The modern world relies on energy; to run, to produce, to transport – the list is endless. Around the world, different organisations and countries are competing to find the most energy-efficient, environmentally-friendly and abundantly available sources of energy out there. One option which would tick all the boxes is energy created from waste (EfW); specifically, household waste. Things we throw out every day often end up in landfills or polluting the oceans. By putting waste to good use we can produce energy and save our planet simultaneously.
Though there are several organisations that take it upon themselves to collect household waste and convert it to energy in mass waste-to-energy plants but similar benefits can also be achieved on a domestic scale.
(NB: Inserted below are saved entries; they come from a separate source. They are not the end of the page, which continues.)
PR #1601, opened 2023-01-20
Stop forcing static LibXML2 build on Linux

skef:
## Checklist:


.github/workflows/build_wheels.yml
```diff
@@ -57,8 +57,10 @@ jobs:
         CIBW_ARCHS_LINUX: x86_64
         CIBW_MANYLINUX_X86_64_IMAGE: manylinux2014
         CIBW_SKIP: "*musllinux*"
-        CIBW_BEFORE_ALL_LINUX: "yum install -y libuuid-devel && yum install -y libxml2-devel"
-        CIBW_ENVIRONMENT_LINUX: "CFLAGS='-I/usr/include/libxml2'"
+        # CIBW_BEFORE_ALL_LINUX: "yum install -y libuuid-devel && yum install -y libxml2-devel"
+        # CIBW_ENVIRONMENT_LINUX: "CFLAGS='-I/usr/include/libxml2'"
```
kaydeearts, line 61: Just a question: are we keeping this uncommented so users can force a static installation if needed, or for our own references in the future?

skef: The first thing I would say is that the github workflows are pretty much entirely "ours" -- the contents of these files have no impact on "downstream" users, except perhaps in the sense that users who clone the repo on github itself might activate workflows (but probably not this one, since I don't think we trigger it ourselves except at release time).

I suppose I kept the commented lines as a reference for how to build a wheel on "GitHub-world" Linux dynamically linked to LibXML2. You tracked that info down at some point, and even if we've decided it doesn't work it may be useful down the road.

As for comments my view is that because the lines below include setting `FORCE_BUILD_LIBXML2` it's pretty clear what's going on, but YMMV.

.flake8
```diff
@@ -5,7 +5,7 @@
 select = E,F,W,B,B901,B902,B903
 
 # ignore W504 line break before binary operator
-ignore = W504
```
josh-hadley, line 8: This is a new flake8 warning and adding it to ignore is fine for now but reading it I think we should probably make some efforts to update the test code (per the flake8 warning: be more specific than `pytest.raises(Exception)` – use the specific Exception that is expected to be raised) and remove B017 from the ignore list once that's done.

skef: yeah, I added this because it suddenly appeared and was causing the tests to fail. I'm fine with fixing it when we have time.

kaydeearts (approved):
Looks good to me with your comments on my question + agreement on fixing flake8 errors once we have time in the future (but we should make a separate issue for that)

Surprisingly, this can sometimes be more beneficial and below we will explore how and why.
Where does our waste go?
We stress on our children to not litter, and throw trash in the bin, but do we know where the contents of this bin end up? Even in developed countries, a major portion of waste is collected through garbage disposal and dumped in controlled landfills.
The reduce, reuse and recycle attempts may have lessened the impact by a fraction, but we can’t deny the problem of massive landfills. Around the world, a million plastic water bottles are bought every minute! Our global waste is expected to grow from 2 billion to an even horrifying 3.40 billion tonnes by 2050.
The collection process uses heavy garbage disposal trucks that produce a large amount of harmful emissions every day. This may seem normal and harmless but when you consider the number of miles these loaded trucks travel every single day, 365 days a year – it’s easy to see that they create a major portion of the air pollution. Waste-to-energy plants may also use transportation to gather waste but even this disadvantage can be avoided by recreating the process at a household level.
In addition to air pollution, the trash also causes land pollution. Firstly, a large amount of land is required to store all the trash. The trash then takes many years to break down in these sites. By using waste as an energy source, we can create a sustainable use for it.
Gasification of Food Waste
The gasification process happens when carbonaceous substances are converted into carbon dioxide, carbon monoxide and a small amount of hydrogen at a high temperature in the presence of oxygen, which produces synthesis gas. Using this method, leftover food waste can be turned into gas, which can then be used for a number of purposes ranging from cooking to heating.
It’s even possible to produce your own biofuels using food waste at home. This method is better suited to warmer, tropical climates to aid the production of gas. These biofuels are much less toxic than fossil fuels and give off 75% less harmful emissions when used.
Used Oil as Car Fuel
Fuel prices have been on a steady soar upwards no matter what country you consider. This is because fossil fuels are a limited source, yet their demand just keeps growing. This has led to a number of cheaper and subsequently greener alternatives gaining popularity. These greener energy sources range from solar power, to wind energy to electric power.
One very simple alternative is to power your diesel cars with correctly treated leftover and used vegetable oil. Despite being a sustainable repurpose for oil that would’ve otherwise been discarded, it’s not really any better than diesel as far as the harmful emissions are concerned. Nonetheless, these vegetable based oils cancel out the carbon they emit due to it being absorbed by the plants as they’re growing.
Using household waste to produce energy has several advantages. One man’s trash is another man’s treasure. By repurposing waste as a source of energy, you prevent your garbage from ending up in landfills, oceans, and incinerators which only worsen the pollution issues. These measures will not just be lighter on the environment, but your pocket as well and the best part: it can all be done right at home.